Onderwerp van het geschil
De consument heeft de klacht voorgelegd aan de ondernemer.

Het geschil betreft toepassing van de salderingsregeling voor elektriciteit.

De consument heeft een bedrag van € 631,19 niet betaald en bij de commissie gedeponeerd.

Standpunt van de consument
Voor het standpunt van de consument verwijst de commissie naar de overgelegde stukken. In de kern komt het standpunt op het volgende neer.

In de eindnota van de ondernemer (over de periode 1 juni 2021 tot en met 28 februari 2022) wordt de salderingsregeling niet op juiste wijze toegepast. Hij saldeert per kwartaal, in plaats van per jaar. Daardoor krijgt de consument voor de in de zomer ’teveel’ opgewekte energie slechts € 0,096 en berekent de ondernemer het hoge verbruik in de winter tegen € 0,356. De consument heeft meer stroom opgewekt in de zomer dan hij in de winter heeft verbruikt, maar toch zorgt het door de manier van berekenen van de ondernemer voor een fikse rekening. De consument had zich vooraf goed ingelezen en overal leest hij dat de salderingsregeling op jaarbasis is. Hij verwijst daarvoor naar de Consuwijzer. Ook in documenten van de ondernemer heeft hij dat gelezen.

De consument verlangt de vaststelling van een nieuwe eindnota.

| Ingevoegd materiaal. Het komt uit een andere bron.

PR #584, opened 2016-07-08
Fixes Windows Authentication in GitAuthorizeAttribute

los93sol:
This change fixes Windows authentication so that when it is enabled the user is not prompted for credentials, instead they are passed via Basic authentication.

In addition, this change modifies the user check to pass their credentials with the domain the same way the check happens from the web interface.

### DIFF
--- a/Bonobo.Git.Server/Attributes/GitAuthorizeAttribute.cs
+++ b/Bonobo.Git.Server/Attributes/GitAuthorizeAttribute.cs
@@ -9,6 +9,8 @@ using Bonobo.Git.Server.Data;
 using Bonobo.Git.Server.Security;
 
 using Microsoft.Practices.Unity;
+using Microsoft.Owin.Security;
+using Bonobo.Git.Server.Owin.Windows;
 
 namespace Bonobo.Git.Server
 {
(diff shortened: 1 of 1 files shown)


Bonobo.Git.Server/Attributes/GitAuthorizeAttribute.cs
```diff
@@ -67,11 +69,25 @@ public override void OnAuthorization(System.Web.Mvc.AuthorizationContext filterC
...
-                    filterContext.Result = new HttpStatusCodeResult(HttpStatusCode.Unauthorized);
-                    return;
+                    if (AuthenticationProvider is WindowsAuthenticationProvider)
+                    {
+                        AuthenticationProperties authenticationProperties = new AuthenticationProperties()
+                        {
+                            RedirectUri = httpContext.Request.Path
+                        };
+
+                        httpContext.Request.GetOwinContext().Authentication.Challenge(authenticationProperties, WindowsAuthenticationDefaults.AuthenticationType);
```
RedX2501: This means that after Basic Auth their git client will try their username and password from windows? If that fails it'll ask the user for username and password?

larshg:
I have been testing this lately and I can't get it work with NTLM - also according to [this] post git doesn't support NTLM - but only Basic auth.
However you can set up proxy things inbetween. Or you can use the git credential manager to save passwords to avoid logging in more than once.

larshg:
@los93sol I'm closing this as it doesn't seem to correct anything that would actually work? If you think otherwise please reopen and supply additional information.

larshg:
I just need to test this a bit more after I have setup Git credential manager to handle windows authentication - then this might be necessary... At least some of it!

larshg:
I tried it again, but it keeps returning 401 and enters UnauthorizedResult in gitcontroller ?

larshg:
Closing due to inactivity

Standpunt van de ondernemer
Voor het standpunt van de ondernemer verwijst de commissie naar de overgelegde stukken. In de kern komt het standpunt op het volgende neer.

De wet is duidelijk over het salderen van de energiebelastingen: dit moet per jaar uitgevoerd worden en dit is ook zo toegepast op de eindnota. Voor de variabele leveringskosten stelt de wet deze eis voor variabele (halfjaar, kwartaal, maand, uur) contracten niet. Er wordt gesteld dat bij salderen hetzelfde tarief voor invoeding gegeven moet worden als voor afname (tot het maximum van afname).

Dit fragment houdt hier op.